KreedKafer · 23/01/2024 14:03

He isn’t ’asking your friend on a date’ ffs. He’s making a kind offer to entertain her for a few hours while you’re busy. If she doesn’t want to go and she would rather just chill with a book or find something to do on her own instead, that would be totally reasonable. But him offering to go for a walk and get some lunch with her if she wants is perfectly fine. If I were her I’d say no because I’m shy and would prefer a bit of time to myself. But there’s nothing with him making the offer.

None of my friends would have any issue with this sort of suggestion from their partners. I sometimes work in another city very close to my friend’s boyfriend’s flat and she’s actually said “Oh, if ever you’re at a loose end and you don’t want another hotel dinner on your own, I know John would be more than happy to go and get some food with you, just let me know if you want his number.”

I absolutely cannot imagine why you would have a relationship with a man at all if you thought was a danger that he’d cheat on you with your friend while you were at the gym. And if it’s your friend you don’t trust, why are you friends with her? If you’re concerned something could happen between them, you must have a really low opinion of them.
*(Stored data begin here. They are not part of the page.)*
PR #6277, opened 2026-08-21
#6276 Improve message parsing for signed message

### LINKED ISSUE #6276: Client slowdown when parsing recursive multipart/signed messages
Reference: https://github.com/FlowCrypt/flowcrypt-security/issues/360

martgil:
This PR improve message parsing for signed message and prevents recursive parsing.

close #6276 

- Tests added or updated

### To be filled by reviewers


martgil:
Hi @sosnovsky - This one is ready for a review. Thanks!

extension/js/common/core/mime.ts
```diff
@@ -356,30 +357,70 @@ export class Mime {
...
+
+  private static getSubjectFromNode(node: MimeParserNode): string | undefined {
+    let current = node;
+    let fallbackSubject: string | undefined;
+    for (let depth = 0; depth <= Mime.MAX_SIGNED_CONTENT_DEPTH; depth++) {
+      const currentSubject = current.headers.subject?.[0]?.value;
+      if (!Mime.isSignedContentNode(current)) {
+        return currentSubject || fallbackSubject;
+      }
+      fallbackSubject = currentSubject;
```
sosnovsky: I think it'll be better to use `fallbackSubject = currentSubject || fallbackSubject` for cases when `currentSubject` is undefined, so we can use previous non-null value.

extension/js/common/core/mime.ts
```diff
@@ -356,30 +357,70 @@ export class Mime {
...
+      /* eslint-disable no-underscore-dangle */
+      const childNodes = current._childNodes;
+      if (childNodes === false || !childNodes.length) {
+        return currentSubject || fallbackSubject;
+      }
+      current = childNodes[0];
+      /* eslint-enable no-underscore-dangle */
     }
-    /* eslint-enable no-underscore-dangle */
     return undefined;
```
sosnovsky: also here we should return `fallbackSubject` instead of `undefined`, for cases when in nested nodes some deep node is `undefined`, but there was some non-null node in previous nodes

extension/js/common/core/mime.ts
```diff
@@ -60,6 +60,7 @@ export type MimeProccesedMsg = {
 type SendingType = 'to' | 'cc' | 'bcc';
 
 export class Mime {
+  private static readonly MAX_SIGNED_CONTENT_DEPTH = 50;
```
sosnovsky, line 63: there is similar recursive call in https://github.com/FlowCrypt/flowcrypt-browser/blob/78f34e3c4ba7bb23f28faee544653cc118bed71b/extension/js/common/message-renderer.ts#L618

which can cause extension lag for nested signed content. we'll need to implement similar fix there, but let's leave it for separate PR

sosnovsky (commented):
works well, just a couple minor improvements 👍

extension/js/common/core/mime.ts
martgil: Got it - Will remember this one and fix it on separate PR after this one.

extension/js/common/core/mime.ts
martgil: Thanks Roma, I have tried to correct this one.

extension/js/common/core/mime.ts
martgil: Got it - thanks!

martgil:

extension/js/common/core/mime.ts
```diff
@@ -356,33 +357,73 @@ export class Mime {
...
+
+  private static getSubjectFromNode(node: MimeParserNode): string | undefined {
+    let current = node;
+    let fallbackSubject: string | undefined;
+    for (let depth = 0; depth <= Mime.MAX_SIGNED_CONTENT_DEPTH; depth++) {
+      const currentSubject = current.headers.subject?.[0]?.value;
+      if (!Mime.isSignedContentNode(current)) {
+        return currentSubject || fallbackSubject;
+      }
+      fallbackSubject = currentSubject || fallbackSubject;
```
sosnovsky: it's possible for `multipart/mixed` content to include both signed and unsigned parts. current code stops when it encounters a non-signed node, so it can miss a nested signed node. let’s perform search for another signed node in this case:
```ts
const currentSubject = current.headers.subject?.[0]?.value;
fallbackSubject = currentSubject || fallbackSubject;
if (!Mime.isSignedContentNode(current)) {
    const nestedSignedContentNode = Mime.retrieveSignedContentNode([current]);
    if (!nestedSignedContentNode) {
          return fallbackSubject;
    }
    current = nestedSignedContentNode;
    continue;
}
```

martgil: I apologize, I missed that part. I have rechecked it again and fix the said behavior.

martgil:
Hi @sosnovsky - This one is ready for a review. Thanks!

sosnovsky (approved):
all good now, thanks!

I know there will be people who will say “You’re entitled to set boundaries” and yes, you are. But i don’t think your feelings on this are at all universal, and if I were either your boyfriend or your friend in this scenario, I would definitely be reconsidering my relationship/friendship if this was what you thought of me.

BlingLoving · 23/01/2024 14:03

I don't understand why you refer to it as a "date". Do you think that a man and a woman together, alone, are, by definition, a date? It's such a small minded, rigid way of looking at the world.

I can't say if your boyfriend has designs on your friend. I'd like to think he does not. But if you are suspicious he might, then perhaps this isn't the right relationship for you anyway.